*** Begin section ***

Issue #66, opened 2016-12-29
Common .NET 4.6 Sandbox project for performance profiling


antonfirsov:
Most of our discussions are happening below separate issue/PR topics now. With the current team activity it seems to be more efficient to me, so I decided to open an issue for this topic, hope it's fine.

I think if we want a performance-aware team, everyone should (must!) be able to profile code. We can't wait for better netcore tooling, we need it now! 
It's actually very easy with a classic .NET project referencing ImageSharp as a .NET 4.6 dll. With MSBUILD `<Link>` [it's possible](https://github.com/antonfirsov/ImageSharp/blob/jpeg-optimizations-experimental/tests/ImageSharp.Tests46/ImageSharp.Tests46.csproj) to construct such a project adding just ~5 files!

Why don't have it on the common master branch? :)

antonfirsov:
@JimBobSquarePants any initial, quick feedback? :)

tocsoft:
👍 go for it.

antonfirsov:
I would wait for the outcome of @JimBobSquarePants -s fight against VS2017.

JimBobSquarePants:
VS2017 won't be happening anytime soon. I just uninstalled it. Carry on....

PR #69, opened 2017-01-01
Split ImageSharp into multipe projects

### LINKED ISSUE #64: Split ImageSharp into multiple projects

tocsoft:
This is a large change PR as I've had to move a lot of stuff around and re-namespaced the processing stuff... this is probably going to require a lot of cleanup and people probably wont be too pleased where I've dumped stuff in terms of folder names etc  but I want to get the project split quickly so we don't block each other with our changes, and we can clean it back up now its spilt and building correctly.

The way it works, RE versioning/building, is I've added a new dotnet projected into the build folder all living in a single Program.cs file this is where all the heavy lifting magic happens, this processes the project files determines how may commits each project (and its dependencies) there have been since the projects version number was updated. We then use a combination of number of commits since version change+ the branch name, to update the version number for that project. Then we just build/package them all before reverting the project.json files back in case you want to run the build process locally.

New projects will be automatically discovered by the build process so all you will need to do is add it into the `src` folder and it will be built, versioned  and packaged.

In conclusion ImageSharp will now have the following Package/Projects;
- **ImageSharp**
- **ImageSharp.Drawing**
- **ImageSharp.Formats.Png**
- **ImageSharp.Formats.Bmp**
- **ImageSharp.Formats.Gif**
- **ImageSharp.Formats.Jpeg**
- **ImageSharp.Formats** - this is a helper project that just takes a dependency on the all the core formats and exposes a single helper method for registering all the formats into a `Configuration` instance. If we think this is overkill then we can drop it but I defiantly think most people will just want all the formats registered 90%of the time and will want a nice easy way for doing it.

Fixes #64


tocsoft:
I've pinged you all for review as this is quite a large change, and feel we all need to have eyes on it.

Also keep in mind I feel we don't need the PR perfect exactly, as we can do subsequent updates do bash it into a better state.

src/ImageSharp/Properties/AssemblyInfo.cs
```diff
@@ -37,4 +37,4 @@
 // Ensure the internals can be tested.
 [assembly: InternalsVisibleTo("ImageSharp.Benchmarks")]
 [assembly: InternalsVisibleTo("ImageSharp.Tests")]
-[assembly: InternalsVisibleTo("ImageSharp.Tests46")]
+[assembly: InternalsVisibleTo("ImageSharp.Tests46")]
```
antonfirsov: Ooops .. I forgot to remove this from my previous PR. I will change this to `ImageSharp.Sandbox46` with #66

Andy-Wilkinson:
Just a comment to flag that the Travis CI build is only building the main ImageSharp assembly. Should be able to use the nice versioning & build system @tocsoft has built since `dotnet` is cross-platform, but I guess it will need corresponding Linux shell scripts.

Probably one to fix in a subsequent pull request - better to get this one merged and working with Appveyor first.

appveyor.yml
```diff
@@ -17,31 +17,8 @@ install:
...
-    npm install
-
-    node appveyor-project-version-patch.js
-
-    cd..
-
 build_script:
-- cmd: >-
-    dotnet pack src\ImageSharp --configuration Release --output "artifacts\bin\ImageSharp"
+- cmd: build.cmd
```
dlemstra: I also like it better to have a build.cmd file that builds the projects No need to edit appveyor.yml and easier to test locally.

build/Program.cs
```diff
@@ -0,0 +1,331 @@
...
+                var maxLength = 20; // dotnet will fail to populate the package if the tag is > 20
+                maxLength -= rootSpecialVersion.Length; // this is a required tag
+                maxLength -= 7; // for the counter and dashes
+                
+                if(branch.Length > maxLength)
+                {
+                    branch = branch.Substring(0, maxLength);
+                }
+                
+                return $"{version}{rootSpecialVersion}{branch}-{this.CommitCountSinceVersionChange:00000}";
```
dlemstra: Not sure if we need this kind of fancy version number stuff. The build should probably only just add a build number to the current version.

src/ImageSharp.Drawing/Properties/AssemblyInfo.cs
```diff
@@ -0,0 +1,40 @@
...
+using System.Resources;
+using System.Runtime.CompilerServices;
+
+// General Information about an assembly is controlled through the following
+// set of attributes. Change these attribute values to modify the information
+// associated with an assembly.
+[assembly: AssemblyTitle("ImageSharp")]
+[assembly: AssemblyDescription("A cross-platform library for processing of image files; written in C#")]
+[assembly: AssemblyConfiguration("")]
+[assembly: AssemblyCompany("James Jackson-South")]
```
antonfirsov: The metadata/copyright parts are pretty the same for all the AssemblyInfo.cs-s. Don't we need a solution level `AssemblyInfo.Common.cs` for these parts? Is it possible with project.json?

build/build.cmd
```diff
@@ -0,0 +1,18 @@
+@echo Off
+set buildRoot="%cd%"
+
+ECHO restoring packages
```
dlemstra: My OCD says we need a capital letter here 😛

build/build.xproj
```diff
@@ -0,0 +1,25 @@
+﻿<?xml version="1.0" encoding="utf-8"?>
```
dlemstra: Do we need this xproj file? It will be deprecated in a couple months.

antonfirsov:
How should we manage common utility classes/methods that:
- Are practical to be exposet to all ImageSharp subprojects and used in common, but
- Are part of of implementation details, so it's better to hide them on ImageSharp public API-s?

Is it a good practice to utilize `[InternalsVisibleTo("...")]`  for this?

src/ImageSharp.Drawing/project.json
```diff
@@ -0,0 +1,82 @@
...
+    "projectUrl": "https://github.com/JimBobSquarePants/ImageSharp",
+    "licenseUrl": "http://www.apache.org/licenses/LICENSE-2.0",
+    "iconUrl": "https://raw.githubusercontent.com/JimBobSquarePants/ImageSharp/master/build/icons/imagesharp-logo-128.png",
+    "requireLicenseAcceptance": false,
+    "repository": {
+      "type": "git",
+      "url": "https://github.com/JimBobSquarePants/ImageSharp"
+    },
+    "tags": [
+      "Image Resize Crop Gif Jpg Jpeg Bitmap Png Core"
```
dlemstra: We should probably have a look at the tags for each project, we could do that later though. Same goes for the description.

src/ImageSharp.Drawing/project.json
```diff
@@ -0,0 +1,82 @@
...
+      "type": "build"
+    },
+    "System.Buffers": "4.0.0",
+    "System.Numerics.Vectors": "4.1.1",
+    "System.Runtime.CompilerServices.Unsafe": "4.0.0"
+  },
+  "frameworks": {
+    "netstandard1.1": {
+      "dependencies": {
+        "System.Collections": "4.0.11",
```
dlemstra: I also think we need to check if we still need all these dependencies. Maybe some of the projects no longer require all the dependencies?

src/ImageSharp.Formats.Gif/ImageExtensions.cs
```diff
@@ -0,0 +1,53 @@
...
+            where TColor : struct, IPackedPixel, IEquatable<TColor>
+                        => source.Save(stream, new GifEncoder { Quality = quality });
+
+        /// <summary>
+        /// To the frame.
+        /// </summary>
+        /// <typeparam name="TColor">The type of the color.</typeparam>
+        /// <param name="source">The source.</param>
+        /// <returns>The frame</returns>
+        internal static ImageFrame<TColor> ToFrame<TColor>(this ImageBase<TColor> source)
```
dlemstra: I wonder if we should leave these two in the primary package and maybe even make them public? I wrote these myself and that are really tiny so maybe we should refactor them out or add these methods to the public interface. Your thoughts @JimBobSquarePants ?

dlemstra:
@antonfirsov  Maybe we should make some of these public then? We should be careful with that though. Another solution could be including (link) them in each project where we need them.

src/ImageSharp.Formats/ConfigurationExtensions.cs
```diff
@@ -0,0 +1,32 @@
...
+    /// Extension methods for the <see cref="Configuration"/> type.
+    /// </summary>
+    public static partial class ConfigurationExtensions
+    {
+        /// <summary>
+        /// Adds the common formats, PNG, JPEG, GIF and BMP.
+        /// </summary>
+        /// <param name="config">The config.</param>
+        /// <returns>The config</returns>
+        public static Configuration AddCommonFormats(this Configuration config)
```
antonfirsov: It's very practical to have this method, but I don't like the idea of having a whole package for this, messing up the dependency graph.
I'd rather define a simple, convention based utility which is placed in `ImageSharp.dll`, and uses reflection without enumerating / loading all the dll-s, only looks for ImageSharp core modules.

src/ImageSharp/Common/Helpers/Guard.cs
```diff
@@ -14,7 +14,7 @@ namespace ImageSharp
     /// Provides methods to protect against invalid parameters.
     /// </summary>
     [DebuggerStepThrough]
-    internal static class Guard
+    public static class Guard
```
dlemstra: After seeing so many pieces of shared (duplicated) code and the comment from @antonfirsov and now making something public that should not be public I do think we should use `InternalsVisibleTo` for the Helpers and keep them all together inside the ImageSharp project.

tests/ImageSharp.Tests/project.json
```diff
@@ -20,9 +20,24 @@
     }
```
dlemstra: Happy that you did not split up the test project. Maybe others feel different but I think we should keep all the tests in one project.

src/ImageSharp.Formats/ConfigurationExtensions.cs
tocsoft: I'm happy with going another way with this, figured I would chuck it in and it could then be used as a bouncing off point tom do the rest... 👍 for only looking for core modules, we won't have the issue with loading everything up then and we wouldn't even need to scan the assembly for implementations of an interface as we should know exactly which classes in which assemblies we want.

src/ImageSharp.Drawing/DrawImage.cs
```diff
@@ -7,7 +7,7 @@ namespace ImageSharp
 {
     using System;
 
-    using Processors;
+    using Drawing.Processors;
```
dlemstra: Shouldn't we rename this to Drawing.Processing?

build/build.xproj
tocsoft: I found it made it easier to add to the solution, and play better with VS.

src/ImageSharp.Drawing/project.json
tocsoft: totally agree, I think all the project files will defiantly need a sanity pass.

tocsoft:
@Andy-Wilkinson thanks for pointing out the travis build it now build them all, I think we can migrate travis over to a better build script later.

Andy-Wilkinson:
Great... Ultimately it would be nice for the Travis build to run unit tests etc., but that is out of scope for this PR.

build/Program.cs
tocsoft: This means that branches and PRs wont ever produce version numbers that match master ones, if you allow branches to be able to produce packages that could also be produced by master you might end up with 2 different builds producing the same version number and causing accidental confusion if anyone finds/uses the wrong file.

src/ImageSharp/Common/Helpers/Guard.cs
tocsoft: yeah my bad, that shouldn't be public, I had an attempt to make it compile that needed it, must have forgot to change it back.

tocsoft:
UPDATE: 
- Travis now fully builds and tests also runs the unit tests.
- dropped `ImageSharp.Formats` in favour of a reflection based autoload on the default Configuration... we will only auto load out core formats preventing users who don't want to have to think about formats to just be able to reference the formats they want and them just to work. (saves having to find the "right" place to register the formats)

build/Program.cs
JimBobSquarePants: That should never happen. I need to split up the branches so there is a dev and master. Dev builds should always have a build suffix. Alpha, beta, RC etc

tests/ImageSharp.Tests/project.json
JimBobSquarePants: Definitely keep the tests together. I want to throw Stylecop at them though so they are properly formatted and annotated.

src/ImageSharp.Formats.Gif/ImageExtensions.cs
JimBobSquarePants: I didn't know these existed and now I see them I certainly don't like the first one. `ImageBase` shouldn't have a and extension method converting it to an `ImagFrame` as it should have no idea what an `ImageFrame` should be, the calling code should use the constructor. 

Not convinced by the second method etiher. Again the constructor could have been used.

src/ImageSharp/Configuration.cs
```diff
@@ -34,6 +34,30 @@ public class Configuration
...
+        public Configuration()
+            : this(false)
+        {
+        }
+
+        /// <summary>
+        /// Initializes a new instance of the <see cref="Configuration" /> class.
+        /// </summary>
+        /// <param name="autoloadWellknownFormats">if set to <c>true</c> [autoload wellknown formats].</param>
+        internal Configuration(bool autoloadWellknownFormats)
```
antonfirsov: :+1:  for the idea of having this "smart autoconfiguration"
I think it would be better to have this code in a  static `Configuration.CreateDefaultInstance()` method instead of a parametric base constructor.

antonfirsov:
Shouldn't `Configuration.SyncRoot` be an instance member now? 
OFF: Is it really not allowed to comment on unchanged lines in a PR or did I miss something?

src/ImageSharp/Configuration.cs
```diff
@@ -70,6 +94,32 @@ public void AddImageFormat(IImageFormat format)
...
+            if (type != null)
+            {
+                IImageFormat format = Activator.CreateInstance(type) as IImageFormat;
+                if (format != null
+                    && format.Encoder != null
+                    && format.Decoder != null
+                    && !string.IsNullOrEmpty(format.MimeType)
+                    && format.SupportedExtensions?.Any() == true)
+                {
+                    // we can use the locked version as we have already validated in the if.
```
dlemstra: I think it is cleaner to use the AddImageFormat method instead of duplicating the checks.

src/ImageSharp/Configuration.cs
dlemstra: I have to agreed with @antonfirsov on this, cleaner to have a method for this.

src/ImageSharp/Configuration.cs
antonfirsov: @dlemstra these are non-throwing checks, while throws an exception when something is missing. I see no straightforward way to refactor this without catching first-chance exceptions on *normal* execution path.

src/ImageSharp.Formats.Bmp/ConfigurationExtensions.cs
```diff
@@ -0,0 +1,29 @@
...
+    /// Extension methods for the <see cref="Configuration"/> type.
+    /// </summary>
+    public static partial class ConfigurationExtensions
+    {
+        /// <summary>
+        /// Adds the BMP format.
+        /// </summary>
+        /// <param name="config">The config.</param>
+        /// <returns>The config</returns>
+        public static Configuration AddBmpFormat(this Configuration config)
```
JimBobSquarePants: We don't need this nor the others.  The default behaviour is now for `Configuration.Default` to automagically load the types and I want to use the same syntax for adding all image formats.

build/Program.cs
```diff
@@ -0,0 +1,331 @@
...
+using System;
+using System.IO;
+using System.Linq;
+using NuGet.Versioning;
+using System.Collections.Generic;
+using LibGit2Sharp;
+using Newtonsoft.Json;
+using System.Text;
+
+namespace ConsoleApplication
```
JimBobSquarePants: StyleCop please.

What's the output of this process? i.e What version numbers are generated?

build/Program.cs
```diff
@@ -0,0 +1,331 @@
...
+
+        private static void CreateBuildScript(IEnumerable<SourceProject> projects)
+        {
+            var sb = new StringBuilder();
+            foreach (var p in projects)
+            {
+
+                sb.AppendLine($@"dotnet pack --configuration Release --output ""artifacts\bin\ImageSharp"" ""{p.ProjectFilePath}""");
+            }
+            File.Copy("build-inner.cmd", "build-inner.bak", true);
```
JimBobSquarePants: What does build-inner do? The file is empty.

src/ImageSharp.Processing/Transforms/ResizeProcessor.cs
```diff
@@ -3,7 +3,7 @@
 // Licensed under the Apache License, Version 2.0.
 // </copyright>
 
-namespace ImageSharp.Processors
```
JimBobSquarePants: Can we put all these processors back please. I don't understand why they were all moved.

tests/ImageSharp.Tests/project.json
antonfirsov: @JimBobSquarePants do you want to StyleCop test projects with the current SC rules? :cry: 

Keep in mind, that the current **actual** test coverage of this project is very low. The ~80% coverage shown by codecov is brought mostly by "integration" tests executing everything on every image without any automatic assertions. These are **not unit tests**. If you remove this cheat from the coverage metric, the results will be very disappointing.

Unit tests should be small, self-documenting pieces of code with a **very low** barrier to write them, to encourage developers to write more and more of them. By forcing to xml-doc everything, and forcing developers to focus on formatting details, you will discourage people to do TDD!

Just look at [corefx test code](https://github.com/dotnet/corefx/blob/master/src/System.Memory/tests/Span/Slice.cs). There are no xml docs at all. And these are microsoft people spending their **job time** to write them. How can you expect people who are spending their free time for this project to do an extra +30% work to formatting & "documenting" test cases? (Well-named, clean AAA test cases are already documented!)

I'm happy to add some comments on non trivial parts, specially if asked for. But making a general overrestricted rule from this, overseen by dumb robots will be a crime against TDD & will act against the goal of having more real test coverage.

TDD is my main methodology to develop software, and I think I'm not alone with this. I **strongly** disagree with this idea :(

JimBobSquarePants: I guarantee there's some coding standard applied to those tests also. Stylecop or not they need to be cleaner, conform to a basic set of rules and naming standards and be instantly obvious what they are testing.

src/ImageSharp.Drawing/DrawImage.cs
JimBobSquarePants: Nope... Processing is a library name, processors should be anything inheriting ImageProcessor<TColor>

build/Program.cs
tocsoft: it got populated by the build project after it discovered all the things to build... i've figured out a cleaner way for it to do it so this can now be dropped

tocsoft: scratch that I was wrong globing doesn't seem to work with the pack command... the empty file can be dropped but the build project will generate a pack command for each project it discovered in the src folder.

build/Program.cs
tocsoft: added a description in the file to help describe how versioning.

src/ImageSharp.Processing/Transforms/ResizeProcessor.cs
tocsoft: done... I'm sure It had some logic when I moved them... can't remember what it was now 😕

tocsoft:
Think I've covered all the feedback now.

tests/ImageSharp.Tests/project.json
antonfirsov: > they need to be cleaner, conform to a basic set of rules and naming standards and be instantly obvious what they are testing.

Agreed. There are many test classes being non-conform to the basic formatting rules of the library, and this is not good. I just wanted to warn, that simply copy-pasting the default StyleCop behavior to the tests would be harmful to the project. 

Shouldn't we open a discussion about this? Or as an alternative you can just be a Wise and Merciful Dictator, and everything should be OK :laughing:

JimBobSquarePants: Happy to be merciful if it helps productivity. Let's all try to clean up as we update tests and make sure we don't introduce new formatting issues and we'll be fine 😄.

JimBobSquarePants:
I'm tentatively approving this. Can everyone cast one final look at the updates and also read the versioning info in `build/Program.cs` to double check the logic. If we're all happy we can then merge and carry on. @tocsoft You can do the honours 😄 

Great work!!

tocsoft:
Awesome... I'll give everyone till [07:00GMT](http://everytimezone.com/#2017-1-3,1140,c8l) for anyone to raise any final issues and then I'll merge. _(Will merge sooner if I get ok from everyone sooner)_

JimBobSquarePants:
Let's make sure we add the library names to the readme also.

antonfirsov:
On my machine manually executing `build.cmd` results in:
```
CS2001: Source file 'C:\.....\tocsofg.split-projects\build\../src/ImageSharp/stylecop.json' could not be found.
```

But I'm not a build system expert, and it's late here, so if there's no one else to reproduce it, or it was not designed for local execution, don't listen to me.

:+1: for the versioning strategy

tocsoft:
@antonfirsov that was a bug, i'd moved the file and missed a reference... I'm surprised it still built.

tocsoft:
all merged 🎉

PR #71, opened 2017-01-04
Optimise polygon fill

tocsoft:
Significantly improves the speed for filling polygons.

|                                     Method |      Mean |    StdDev | Scaled | Scaled-StdDev |    Gen 0 |    Gen 1 |    Gen 2 | Allocated |
|------------------------------------------- |---------- |---------- |------- |-------------- |--------- |--------- |--------- |---------- |
|          'Fill Polygon' | 7.6604 ms | 0.2209 ms |   1.00 |          0.00 |  62.5000 |  62.5000 |  62.5000 |    2.6 MB |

*** End section ***

| What the task requires |
For the listing shown above, count the lines that contain the word "first" and supply only the result.

| Exercise response |
3